Given its data intensity and importance to organizational performance, revenue cycle operations is the logical area to launch a closed-loop CX platform. Effectively implemented, closed-loop systems with revenue cycle increase collections, patient satisfaction and employee retention. The good news is that these investments not only pay for themselves, they establish a solid foundation for CX improvement in other areas, most notably in patient care.

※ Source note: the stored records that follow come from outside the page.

PR #112, opened 2021-10-25
Fix: add aliases for IsCountable in ValidatorPluginManager

### LINKED ISSUE #110: IsCountable validator is not registered in ValidatorPluginManager
### Bug Report

|    Q        |   A
|------------ | ------
| Version(s)  | 2.12

#### Current behavior

The `IsCountable` validator is not registered in `ValidatorPluginManager` and can not be created with this Plugin-Manager for example with InputFilter.

#### How to reproduce

```
use Laminas\InputFilter\Factory;

$factory = new Factory();
$inputFilter = $factory->createInputFilter([
    'password' => [
        'name'       => 'c',
        'required'   => true,
        'validators' => [
            [
                'name' => 'not_empty',
            ],
            [
                'name' => 'IsCountable', // or is_countable
            ],
        ],
    ],
]);
```

#### Expected behavior

Input Filter could be created

rieschl:
|    Q          |   A
|-------------- | ------
| Documentation | no
| Bugfix        | yes
| BC Break      | no
| New Feature   | no
| RFC           | no
| QA            | no

### Description

Aliases for the `IsCountable` validator were missing in the `ValidatorPluginManager` alias definitions.

fixes #110


rieschl:
meh, do we really want/need to support laminas-servicemanager v2 and legacy zend aliases?

Ocramius:
@rieschl IMO having the `::class` named one is sufficient - the legacy names are not needed.

rieschl:
> @rieschl IMO having the `::class` named one is sufficient - the legacy names are not needed.

turns out that it's the legacy servicemanager v2 alias that was missing.
should we drop servicemanager v2 support (in another PR)? I think that this was done in some other packages, already.

froschdesign:
@rieschl 
> should we drop servicemanager v2 support (in another PR)?

👍 

> I think that this was done in some other packages, already.

Correct!

rieschl:
> @rieschl
> 
> > should we drop servicemanager v2 support (in another PR)?
> 
> 👍
> 
> > I think that this was done in some other packages, already.
> 
> Correct!

So should I create a PR to drop servicemanager v2 (and Zend?) just for the sake of it, or do that directly in this PR?

Ocramius:
IMO feasible/OK to drop `laminas/laminas-servicemanager:^2` support - `^3` has been out for years now, and the migration path is viable for everyone.

rieschl:
> IMO feasible/OK to drop `laminas/laminas-servicemanager:^2` support - `^3` has been out for years now, and the migration path is viable for everyone.

Okay! Directly in this PR or should I open a new one? Dropping v2 is a minor, not a patch, right? So I'd have to rebase this PR.
And what about the Zend aliases? Keep or drop? At least the Zend FQCNs. I'd probably keep the string aliases.

rieschl:
so @Ocramius @froschdesign ... should I drop the v2 of servicemanager here or in a new PR? thanks!

froschdesign:
@rieschl 
_Sorry for the very late response!_ 😞 

Please create a separate pull request to drop the old version of laminas-servicemanager. This allows us to release the current pull request as a bug-fix.

PR #120, opened 2022-03-03
Between refactor

sjokkateer:
|    Q          |   A
|-------------- | ------
| Documentation | no
| Bugfix        | no
| BC Break      | no
| New Feature   | no
| RFC           | no
| QA            | no

### Description
Small refactor/simplification of the constructor's conditionals.

### DIFF
--- a/src/Between.php
+++ b/src/Between.php
@@ -91,19 +91,13 @@ class Between extends AbstractValidator
             $options = $temp;
         }
 
-        if (! array_key_exists('min', $options) || ! array_key_exists('max', $options)) {
+        if (! isset($options['min'], $options['max'])) {
             throw new Exception\InvalidArgumentException("Missing option: 'min' and 'max' have to be given");
         }
 
-        if (
-            (isset($options['min']) && is_numeric($options['min']))
-            && (isset($options['max']) && is_numeric($options['max']))
-        ) {
+        if (is_numeric($options['min']) && is_numeric($options['max'])) {
             $this->numeric = true;
-        } elseif (
-            (isset($options['min']) && is_string($options['min']))
-            && (isset($options['max']) && is_string($options['max']))
-        ) {
+        } elseif (is_string($options['min']) && is_string($options['max'])) {
             $this->numeric = false;
         } else {
             throw new Exception\InvalidArgumentException(
--- a/src/Between.php
+++ b/src/Between.php
@@ -5,7 +5,6 @@ namespace Laminas\Validator;
 use Laminas\Stdlib\ArrayUtils;
 use Traversable;
 
-use function array_key_exists;
 use function array_shift;
 use function func_get_args;
 use function is_array;
--- a/test/BetweenTest.php
+++ b/test/BetweenTest.php
@@ -297,6 +297,9 @@ class BetweenTest extends TestCase
             'min-undefined' => [['min' => 0, 'foo' => 'bar']],
             'max-undefined' => [['max' => 5, 'foo' => 'bar']],
             'no-min-or-max' => [['bar' => 'foo', 'foo' => 'bar']],
+            'min-null'      => [['min' => null, 'max' => 5]],
+            'max-null'      => [['min' => 18, 'max' => null]],
+            'min-max-null'  => [['min' => null, 'max' => null]],
         ];
     }
 


src/Between.php
```diff
@@ -91,19 +90,13 @@ public function __construct($options = null)
...
-        if (! array_key_exists('min', $options) || ! array_key_exists('max', $options)) {
+        if (! isset($options['min'], $options['max'])) {
             throw new Exception\InvalidArgumentException("Missing option: 'min' and 'max' have to be given");
         }
 
-        if (
-            (isset($options['min']) && is_numeric($options['min']))
-            && (isset($options['max']) && is_numeric($options['max']))
-        ) {
+        if (is_numeric($options['min']) && is_numeric($options['max'])) {
```
boesing, line 97: ~~This would also change to numeric to true when it is an integer.
Havent fully overseen the current implementation but if numeric should only be true for strings, this should be reverted.~~

~~https://3v4l.org/JQRG9~~

Ah nvm.
I was on my mobile phone this morning and thus miss-interpreted that change. This is exactly as before... Sorry.

src/Between.php
```diff
@@ -91,19 +90,13 @@ public function __construct($options = null)
...
             $this->numeric = true;
-        } elseif (
-            (isset($options['min']) && is_string($options['min']))
-            && (isset($options['max']) && is_string($options['max']))
-        ) {
+        } elseif (is_string($options['min']) && is_string($options['max'])) {
```
glensc, line 99: I think @boesing wanted to comment on this chunk:
- https://github.com/laminas/laminas-validator/pull/120/files#r819301581

src/Between.php
glensc: You probably intended to commit this chunk instead:
- https://github.com/laminas/laminas-validator/pull/120/files#r819397790

src/Between.php
boesing: ~~Kinda. The problem is, that integer values are `numeric` as well. I am not 100% sure if `numeric` is used here to somehow cast the value to integer before actually using it since I havent dig into the code.
Maybe the `numeric` flag enables some kind of quirks for e.g. floats or whatever.~~

~~So all I want to ensure is that if we toggle the `numeric` flag to `true` now for integer values, that this might introduce a change we might not be aware of.~~

~~If we are fine with setting `numeric` flag to `true` for integer values as well, my concerns can be ignored.~~

----

~~TL:DR: before this patch, only string values toggled `numeric` to true, now integer values do as well. Not sure if that is a problem but I guess some1 can verify this before merging this.~~

Ah nvm.
I was on my mobile phone this morning and thus miss-interpreted that change. This is exactly as before... Sorry.

src/Between.php
sjokkateer: The only thing that might slightly differ in response is the replacement of `array_key_exists` with `isset`, but in my opinion it does express better the intention (hopefully you guys agree).

Ocramius: `array_key_exists()` is more expressive here, and should be preferred over `isset()`, when possible.

Since PHP 7.4, AFAIK, `array_key_exists()` is also replaced with a specialized opcode, as long as it is an absolute function reference.

sjokkateer: > `array_key_exists()` is more expressive here, and should be preferred over `isset()`, when possible.
> 
> Since PHP 7.4, AFAIK, `array_key_exists()` is also replaced with a specialized opcode, as long as it is an absolute function reference.

Would you want me to change `isset` to `array_key_exists` plus test for both if the value is not `null`?
Forgive me, I meant the `isset` that I use in line 93* such that the `isset` in later lines can be ommitted.

test/BetweenTest.php
```diff
@@ -336,4 +336,40 @@ public function testNumericValidatedAgainstStringMinAndMaxIsInvalidAndReturnsAFa
...
+            'min set, max missing'     => [['min' => 18]],
+            'min missing, max missing' => [[]],
+        ];
+    }
+
+    /** @dataProvider optionsArgumentsProvider */
+    public function testMissingMinMaxOptionsSeparateConstructorArguments(?int $min, ?int $max): void
+    {
+        $this->expectException(InvalidArgumentException::class);
+        $this->expectErrorMessage("Missing option: 'min' and 'max' have to be given");
```
sjokkateer: @Ocramius Because of the `isset` in [L93](https://github.com/laminas/laminas-validator/pull/120/files#diff-912ea778945add3d4cf4903b4bc97a2cdf688007d9a65a8ce6d5260067398c92R93) this now throws an `InvalidArgumentException::class` with the message `"Missing option: 'min' and 'max' have to be given"`. I thought that was more suiting (as a result of the refactor), plus the following conditionals are a bit more readable as a result.

sjokkateer: NVM, I was under the impression that it was possible to pass a variable number of arguments, while psalm seems to catch this part already.

PR #122, opened 2022-03-06
[WIP] BETWEEN: Add test for constructor arguments

sjokkateer:
Signed-off-by: Remy Bos <27890746+sjokkateer@users.noreply.github.com>

|    Q          |   A
|-------------- | ------
| Documentation | no
| Bugfix        | maybe
| BC Break      | no
| New Feature   | no
| RFC           | no
| QA            | no

### Description
The added test seems to be in line with the implementation of `Between::__construct`. This currently fails the static analysis test. This could be fixed by adding a union `int` type hint to `$options` if that is preferred.

Please let me know what you think about the proposed. If this is the wanted behavior I will also update it with an example for the documentation.

### DIFF
--- a/test/BetweenTest.php
+++ b/test/BetweenTest.php
@@ -336,4 +336,11 @@ class BetweenTest extends TestCase
             $messages
         );
     }
+
+    public function testBetweenConstructorGivenArgumentsInsteadOfOptionsArray(): void
+    {
+        $validator = new Between(1, 4, true);
+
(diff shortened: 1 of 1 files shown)


sjokkateer:
There is also [BetweenTest::testConstructorCanAcceptInclusiveParameter](https://github.com/laminas/laminas-validator/blob/2.17.x/test/BetweenTest.php#L303) in the tests.

PR #760, opened 2025-10-07
[ENH] no more bar, but we miss the left arrow

rksh:
we all miss the left-arrow from the now-removed action bar on the network detail screen. shoe-horning it back in next to the SSID and network icon.

Also, adding an option to copy SSID and BSSID with long-press, because maybe those are useful (from user request).


bobzilladev (approved):
left arrow and clippy ftw.

Issue #741, opened 2025-07-24
Please add a filter toggle for Wi-Fi


lukejenkins:
Currently to limit the display to  only cell and/or Bluetooth, a user has to uncheck all of the Wi-Fi auth types. Having a master "Wi-Fi" toggle would be a nice improvement.

rksh:
Addressed in #773

PR #773, opened 2025-11-07
[ENH] All wifi filter mode

rksh:
Adds a single "`show wifi`" control that rolls up the sub-checkboxes.
- when checked, automatically checks any unchecked sub-items in `open`, `wep` , and `wpa`
- when when unchecked, automatically unchecks and checked sub-items in `open`, `wep` , and `wpa`
- when any of the sub-items is checked individually, the state of the `show wifi` box be updated by the implied result

also adding a small logging improvement in the service of diagnosing foreground service problems in Android SDK 34+

Attempted using `MaterialCheckBox` - but that necessitated updating theme basis to `Theme.Material3...` which breaks a number of app styles.

It's remarkable how many changes such a simple feature takes!

addresses https://github.com/wiglenet/wigle-wifi-wardriving/issues/741

### DIFF
--- a/wiglewifiwardriving/src/main/res/values-ar/strings.xml
+++ b/wiglewifiwardriving/src/main/res/values-ar/strings.xml
@@ -468,4 +468,5 @@
     <string name="ble_appearance_title">مظهر</string>
     <string name="alert_filter_button">تنبيه بشأن أجهزة MAC/OUIs…</string>
     <string name="status_too_many">كثير جدًا في الإطار الزمني</string>
+    <string name="filter_show_wifi">إظهار WiFi</string>
 </resources>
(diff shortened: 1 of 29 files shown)


wiglewifiwardriving/src/main/java/net/wigle/wigleandroid/MappingFragment.java
```diff
@@ -1179,4 +1191,17 @@ public static int getRouteColorForMapType(final int mapType, final boolean night
         }
         return OVERLAY_DARK;
     }
+
+    private static void updateWifiGroupCheckbox(final View view) {
```
uhtu: DRY wants these to be pulled into something, but i think that's a future-problem.

uhtu (approved):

Providers that listen to their patients and act to address their concerns will create a significant competitive advantage within a consolidating acute-care marketplace. Happy customers are the key to better financial returns and long-term financial sustainability. Health system executives can take that to the bank!

About the Authors

David W. Johnson

David Johnson is the CEO of 4sight Health, an advisory company working at the intersection of healthcare strategy, economics, innovation. Johnson is a healthcare thought leader, keynote speaker, and strategic advisor to organizations busting the status-quo to reform our healthcare system. He is the author of Market vs. Medicine: America’s Epic Fight for Better, Affordable Healthcare, and his second book, The Customer Revolution in Healthcare: Delivering Kinder, Smarter, Affordable Care for All (McGraw-Hill 2019). As a speaker, Dave plays the role of rebel, challenger, industry historian, investor and company evaluator to push audiences forward. (Watch bio video.) Johnson applies his 25+ years of investment banking in healthcare to identify ways the healthcare industry must change to deliver better care. He received a Masters in Public Policy from Harvard Kennedy School, an English degree from Colgate University, and served in the African Peace Corp service. Join over 10k+ healthcare executives who read our weekly insights and commentary on www.4sighthealth.com. His third book, Less Healthcare, More Health: The Prescription for a Happier, More Equitable and Productive America, will publish in 2024.

Peter Angerhofer

Peter Angerhofer is an experienced consultant and entrepreneur, with 25 years of healthcare and revenue cycle consulting experience.  Peter has served in Patient Access and Patient Accounts roles for large provider organizations, was part of a start up which led to a successful IPO, and worked for a large public accounting and consulting company.  In 2014, he founded Colburn Hill Group, a revenue cycle focused organization with operations in management consulting, software solutions, and extended business office capabilities which was successfully sold in 2021.  His clients include a wide range of Hospital and Physician clients across the country, including local community hospitals, large IDNs, and Academic Medical Centers. A graduate of Northwestern University’s Kellogg School of Management, Peter currently resides in New Hampshire, where he is a member of several local boards, enjoys hiking in the White Mountains, and follows his favorite international soccer teams.

Jeffrey Logan

Jeffrey Logan is the is Group Vice President Patient and Market Experience at Providence. He is a mission driven, results focused leader with significant strategy development, marketing, customer experience, product development, financial management, and change management experience.